**How to complete this task:**
Extract, without alteration, each line from the start of the listing to the line bearing "With this PR, the".
══════════
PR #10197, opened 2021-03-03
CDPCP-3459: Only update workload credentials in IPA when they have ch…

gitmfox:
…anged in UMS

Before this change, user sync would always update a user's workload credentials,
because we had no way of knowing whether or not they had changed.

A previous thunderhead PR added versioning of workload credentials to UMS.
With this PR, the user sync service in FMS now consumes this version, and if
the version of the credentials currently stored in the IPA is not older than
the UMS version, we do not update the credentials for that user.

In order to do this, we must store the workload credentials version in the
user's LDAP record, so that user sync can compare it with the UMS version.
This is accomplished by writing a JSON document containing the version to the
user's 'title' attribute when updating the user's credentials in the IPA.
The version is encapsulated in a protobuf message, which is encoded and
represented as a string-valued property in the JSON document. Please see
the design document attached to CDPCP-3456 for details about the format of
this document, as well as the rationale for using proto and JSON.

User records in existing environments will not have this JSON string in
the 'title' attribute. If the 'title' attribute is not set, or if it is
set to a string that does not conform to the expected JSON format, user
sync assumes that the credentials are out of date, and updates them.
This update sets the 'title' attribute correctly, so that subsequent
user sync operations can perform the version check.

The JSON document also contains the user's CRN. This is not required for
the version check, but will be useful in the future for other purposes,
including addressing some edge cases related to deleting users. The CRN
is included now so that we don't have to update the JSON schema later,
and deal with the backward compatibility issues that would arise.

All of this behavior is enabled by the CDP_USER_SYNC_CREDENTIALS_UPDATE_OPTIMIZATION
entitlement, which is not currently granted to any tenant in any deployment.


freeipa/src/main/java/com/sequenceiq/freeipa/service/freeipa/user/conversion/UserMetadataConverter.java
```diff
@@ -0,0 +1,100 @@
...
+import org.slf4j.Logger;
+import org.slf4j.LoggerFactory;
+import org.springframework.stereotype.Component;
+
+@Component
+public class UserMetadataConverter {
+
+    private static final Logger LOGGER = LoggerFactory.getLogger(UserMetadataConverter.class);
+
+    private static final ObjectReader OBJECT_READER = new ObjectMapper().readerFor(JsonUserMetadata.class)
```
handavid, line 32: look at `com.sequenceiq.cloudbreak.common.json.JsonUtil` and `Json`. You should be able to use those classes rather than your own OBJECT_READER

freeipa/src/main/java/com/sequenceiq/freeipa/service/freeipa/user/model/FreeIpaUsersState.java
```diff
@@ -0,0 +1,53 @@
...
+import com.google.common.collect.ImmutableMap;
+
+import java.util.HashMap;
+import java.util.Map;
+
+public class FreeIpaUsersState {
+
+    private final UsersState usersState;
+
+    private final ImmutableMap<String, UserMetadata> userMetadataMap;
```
══════════
**Reply to the task:**
PR #10197, opened 2021-03-03
CDPCP-3459: Only update workload credentials in IPA when they have ch…

gitmfox:
…anged in UMS

Before this change, user sync would always update a user's workload credentials,
because we had no way of knowing whether or not they had changed.

A previous thunderhead PR added versioning of workload credentials to UMS.
With this PR, the user sync service in FMS now consumes this version, and if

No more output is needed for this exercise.